Enabling CloudWatch Events was the first step in opening the doors for customers to extend ECS with their own tools for container management. Now, with Blox, AWS takes the next step by giving users a way to have a custom scheduler to manage their containers running on EC2 instances.

What Is a Container Scheduler?

A container scheduler assigns tasks on a cluster of container instances. You can choose how to schedule your tasks based on your application’s requirements, instance availability, and a host of other factors. A scheduler makes it easy to manage container workloads at scale, and is an important part of managing containerized applications.

A container scheduler is not the same as a container orchestration tool like Kubernetes, or Swarm. These tools include schedulers, but are much more than that. They manage the entire workflow of container clusters. A scheduler only decides which containers should run on which instances.

AWS mentions that ECS customers were already using CWE streams to create custom schedulers. They were building business logic into these custom schedulers. But it was a complex process involving API calls. AWS saw the need to create a custom scheduler and open-source it so users can further enhance it, and in doing so, improve ECS itself. This led to the creation of Blox. The goal of Blox is to extend ECS with custom schedulers, dashboards, and other tools, using events rather than having to make API calls.

What’s in the Blox?

Blox currently includes two projects—a cluster-state-service, and a daemon-scheduler. The cluster-state-service consumes an event stream from AWS CloudWatch Events, and stores it in an etcd database. So, whenever the state of a container or instance in the cluster changes, it’s recorded in the cluster-state-service. The cluster-state-service also offers REST APIs so other services can take action based on the events stored in it.

The daemon-scheduler then uses the cluster-state-service APIs to track container instances. As new instances enter the cluster, the daemon-scheduler will automatically schedule a task for the new instance. It schedules only one copy of a task on each container instance.

There are two ways to run Blox—either locally on your laptop, or on the AWS cloud (with Lambda as a proxy). Blox is meant for developers who want to build container management tools based on the current state of resources in the ECS cluster.

Blox and Open Source

According to the roadmap on Github, Blox will soon support Mesos’ scheduling frameworks such as Marathon and Chronos. However, there is no mention of Kubernetes or Swarm, which are the two most widely used container orchestration tools today. This has confused some who are used to the Docker ecosystem being dominated by open source tools that play well with each other.

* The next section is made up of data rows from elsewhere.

PR #936, opened 2020-02-07
Clarify procedure in CLI step 2, more.

tasket:
Change 'Edit and add' to better phrase.

Change nano to gedit.

Update 'Usage' to reflect R4.0 proxy capabilities.

### DIFF
--- a/external/configuration-guides/vpn.md
+++ b/external/configuration-guides/vpn.md
@@ -95,9 +95,11 @@ Set up a ProxyVM as a VPN gateway using iptables and CLI scripts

However, Blox is not out to solve scheduling for the entire container ecosystem. One of the goals behind Blox is for the open source community to give feedback on Blox’s daemon scheduler, and in turn, help AWS improve ECS’ scheduling features, and extensibility. Its ambitions are as far as ECS, and it serves this purpose well.

As ECS matures, it needs to support niche customer requirements if its to hold its own in the competitive Docker ecosystem. Blox is a curious move by AWS that recognizes the importance of the open source community, but is centered on its own cloud offerings. Will this strategy pay off in the long run? Let’s wait and see.